Ich würde mich über eine Antwort freuen.


----------



## Nordisch555 (20. Juli 2005)

*AW: Hilfe, welcher Fishfinder ist für mich der richtige?*

Guten Tag


Ich kann Dir ein gebrauchtes 2 Jahre altes Lowrance X-87 anbieten mit Koffer, Saugnapfhalter, Displayabdeckung, auch das Anbaukit für die Festinstallation des Gebers (Schwinger) und deutscher Bedienungsanleitung für:

125 €(+Versand(ca. 10€)). 

(Das Echolot ist glaube vergleichbar mit dem Eagle Fischmark 320 )

Ob dir das genügt, weiß ich nicht.

Du kannst du ja noch mal die andere im Forum fragen, ob das vom Preis und den Eigenschaften in Ordnung ist.

Bei *x-135 ausreichend für Norwegen bis 200 m Tiefe? *wurde schon etwas über das Lot X-87 geschrieben.


 Hier eine Produktbeschreibung, die ich von einer Anbieterseite kopiert habe.







*LOWRANCE X-87 *






Erfüllt nahezu alle Ansprüche des modernen Anglers. Wird mit Schwinger HS-WSDX mit Temperatur geliefert.
200 kHz, Bilschirm 4" diagonal, 320 x 320 Pixel Film SuperTwist Display und 1500 Watt Sendeleistung (Spitze) sind nur einige überzeugende Attribute dieses Echolotes.

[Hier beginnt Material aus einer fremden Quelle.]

PR #623, opened 2022-08-12
Add bridge to SolanaProvider

willn-cb:
### _Summary_
This PR adds support for an injected bridge to the SolanaProvider.

If the bridge is present, it sends messages over the bridge's `postMessage` function rather than `window.postMessage`

Additionally adds support for a `WEB3_RESPONSE` response type, which will come from sources other than the Extension.

- Manually
- Unit tests

### DIFF
--- a/packages/wallet-sdk/src/provider/SolanaProvider.test.ts
+++ b/packages/wallet-sdk/src/provider/SolanaProvider.test.ts
@@ -67,6 +67,8 @@ describe("Solana Provider", () => {
 
   afterEach(() => {
     scopedStorageCopy.clear();
+    // @ts-expect-error need this to be null for most tests
+    window.__CIPHER_BRIDGE__ = null;
   });
 
   it("should post request and handle response for connect", async () => {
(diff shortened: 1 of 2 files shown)


cb-jake (commented):
Is the intent of this to work in the dapp browser or with walletlink? On first glance, seems like this is dapp browser specifc, in which case it should maybe live in cipher-web-view vs the sdk

willn-cb:
@cb-jake Yeah, the changes here are specific to the dapp browser of the mobile app. The SolanaProvider was added to the SDK for two reasons: 1. to be able to use the same code in both Extension and the mobile app and 2. to be able to add support for walletlink down the line.

This updated SolanaProvider will be imported into cipher-web-view so that it can be injected into the dapp browser along with the existing providers.

vishnumad (approved):

cb-jake (approved):

Tomengo18:
7c64ca65e57fe51f5214317be7ebf2b1f797ba2d

PR #627, opened 2022-08-12
remodel network switching

fan-zhang-sv:
### _Summary_
When making web3 provider, dapp will pass in a chain id as the default chain id for this dapp. SDK used to receive this chainId and still overriding it with a global user chosen default chainId. This PR changed this behaviour and utilize this dapp default chainId so user would be on dapp's default network when first connecting.

- added dapp's default network into walletlink qrcode
- removed hasChainChanged, etc. (simplified the logic of switching chain, if there's a call, there's a chain switch)

Unit Test
Manually Tested


shreypdev (dismissed):
Good to go 🚀

cb-heimdall:
Review Error for shreypdev @ 2022-08-25 19:19:37 UTC

erin-at-work (approved):

01SMD (commented):
.

PR #636, opened 2022-08-17
provide Account and chainId on the handshake response callback

bangtoven:


packages/wallet-native-sdk/ios/CoinbaseWalletSDK/Message/Request/Account.swift
```diff
@@ -9,10 +9,10 @@ import Foundation
 
 public struct Account: Codable {
     public let chain: String
-    public let networkId: UInt?
+    public let networkId: UInt
```
bangtoven, line 12: reverting https://github.com/coinbase/coinbase-wallet-sdk/commit/bbedddead2904ec68e36976008018e055be437ff#diff-4f9304d703a639926bc9f378947507e50f237bc4da9d801b23665741016b4b2e

AMITGOELNY (approved):

PR #712, opened 2022-11-01
Updated DescriptionItem component so img tags are more accessible

riklomas:
### _Summary_

Added alt="" and aria-hidden="true" to icon images

Tested locally


bangtoven:
it seems TryExtensionLinkDialog.tsx file has been replaced with your change @cb-jake . do you think we should address the changes suggested here or can we close this?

Die extreme Auflösung des Displays, das nahezu unter allen Lichtverhältnissen und durch zustellbare Beleuchtung für den Nachtgebrauch, abgelesen werden kann, begeistert auf den ersten Blick.


Extra breiter, teilbarer Bildschirm mit Zoom-Funktionen.

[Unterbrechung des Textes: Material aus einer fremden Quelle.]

PR #739, opened 2022-11-29
Enable webpack tree shaking

dawsbot:
https://webpack.js.org/guides/tree-shaking/

### _Summary_

Enable tree shaking by informing webpack that this package is `sideEffect` `false`

Still installs and compliles


bangtoven:
thanks for opening this PR @dawsbot . sorry for the late response on this.

image
@cb-jake @erin-at-work we have code to set properties of window, e.g. `window.CoinbaseWalletSDK` and there are some css files as well. do you think those should be specified as sideeffect?

PR #743, opened 2022-12-01
[Bug Fixed] Insufficient validation when decoding a `Coinbase-Socket` packet

iot-defcon:
👾 **Describe The Sumarry:** 
Due to improper type validation in the `socket.coinbase-parser` library (which is used by the socket.io and `socket.io-client` packages to encode and decode Socket.IO packets), it is possible to overwrite the _placeholder object which allows an attacker to place references to functions at arbitrary places in the resulting query object.

🪰 **Proof On Concepts:** 
Bellow the vulnerable of code's:
```js
const decoder = new Decoder();

decoder.on("decoded", (packet) => {
 console.log(packet.data); // prints [ 'hello', [Function: splice] ]
})

decoder.add('51-["coinbase",{"_placeholder":true,"num":"splice"}]');
decoder.add(Buffer.from("world"));
```
This bubbles up in the socket package:
```js
io.on("connection", (socket) => {
 socket.on("hello", (val) => {
 // here, "val" could be a function instead of a buffer
 });
});
```
You need to make sure that the payload that you received from the client is actually a Buffer object:
```js
io.on("connection", (socket) => {
 socket.on("coinbase", (val) => {
 if (!Buffer.isBuffer(val)) {
 socket.disconnect();
 return;
 }
 // ...
 });
});
```
vulnerable of values that could be sent by a malicious user:
 * a number that is out of bounds packet: `451-["hello",{"_placeholder":true,"num":10}]`

```js
io.on("connection", (socket) => {
 socket.on("coinbase", (val) => {
 // val is `undefined`
 });
});
```
 * a value that is not a number, like `undefined`

```
io.on("connection", (socket) => {
 socket.on("hello", (val) => {
 // val is `undefined`
 });
});
```

🛡️ **Type of change's:** 
`4.0.0` **>=**  `4.0.5`

🥷 **According CVeScores:** 
CVE-2022-2421
[CWE-20](https://cwe.mitre.org/data/definitions/20.html)
[CWE-1287](https://cwe.mitre.org/data/definitions/1287.html)
`CVSS:3.1/AV:N/AC:L/PR:N/UI:N/S:U/C:H/I:H/A:H`

### DIFF
--- a/packages/wallet-sdk/yarn.lock
+++ b/packages/wallet-sdk/yarn.lock
@@ -1609,6 +1609,7 @@
 "@types/component-emitter@^1.2.10":
   version "1.2.11"
   resolved "https://registry.yarnpkg.com/@types/component-emitter/-/component-emitter-1.2.11.tgz#50d47d42b347253817a39709fef03ce66a108506"
+  integrity sha512-SRXjM+tfsSlA9VuG8hGO2nft2p8zjXCK1VcC6N4NXbBbYbSia9kzCChYQajIjzIqOOOuh5Ock6MmV2oux4jDZQ==
 
 "@types/connect@^3.4.33":
   version "3.4.35"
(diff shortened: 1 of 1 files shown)


bangtoven:
thank you! addressed https://github.com/coinbase/coinbase-wallet-sdk/commit/5101d8e2584a4063dbf1645613e6267177250316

In der geteilten Bildschirmeinstellung auf dem exta breiten Display, erhalten Sie auf der linken Bildschirmhälfte außergewöhnliche vergrößerte Auflösungen, die den Gewässerboden in 2-facher oder 4-facher Größe ohne Unterbrechungen mitziehen. Auf der rechten Bildschirmhälfte haben Sie dann den gesamten Bereich von der Wasseroberfläche bis zum Gewässerboden.

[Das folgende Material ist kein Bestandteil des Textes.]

PR #778, opened 2023-01-09
AES256GCM decrypt: replace Observable with Promise

bangtoven:

### DIFF
--- a/packages/wallet-sdk/src/relay/aes256gcm.test.ts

Durch die GRAYLINE(R), die als Bodentrennung arbeitet, können Fische, die fast am Boden stehen, bzw. Bewuchs, getrennt vom Bodensignal sichtbar gemacht werden. Die Grayline ist jetzt mit 10 Graustufen ausgestattet. Dadurch erscheint die Bodenstruktur fast plastisch. Über die neue Funktion FishReveal(TM) wird Fisch in den Planktonzonen und im Bewuchs sichtbar.


Das lexible Programm des Gerätes erlaubt ein schnelles und bequemes Wechseln von der Automatikfunktion zu anderen Sonareinstellungen. Durch Drücken der Programmtasten können Sie von der Fish I.D.(TM) in die traditionelle Anzeige (in Form von Sicheln) wechseln. Sie können von ASP(TM) für totale Automatik in die manuelle Funktion umschalten. In der Automatikfunktion stellt das Gerät, je nach Wassertiefe, die Tiefenbereiche, die GRAYLINE(R), die Empfängerempfindlichkeit und die Störunterdrückung, für beste Signale automatisch ein. Sie können aber auch in der manuellen Funktion den für Sie gewünschten Tiefenbereich einstellen.


Durch die extreme Sendeleistung des Schwingers von 1500 Watt (Spitze) das Echolot besonders für das Tiefwasserfischen in den norwegischen Fjorden geeignet. Es können, je nach Schwingersendewinkel, Tiefen bis über 200 m (200 kHz) erreicht werden (abhängig von Wasserkondition, Bodenbeschaffenheit...).


Beim Kauf des Geschwindigkeitssensors SP-X, kann auf dem Bildschirm noch zusätzlich die Bootsgeschwindigkeit und die zurückgelegte Strecke eingeblendet werden. Der Sensor für die Wassertemperatur ist bereits im Standardschwinger HST-WSX enthalten.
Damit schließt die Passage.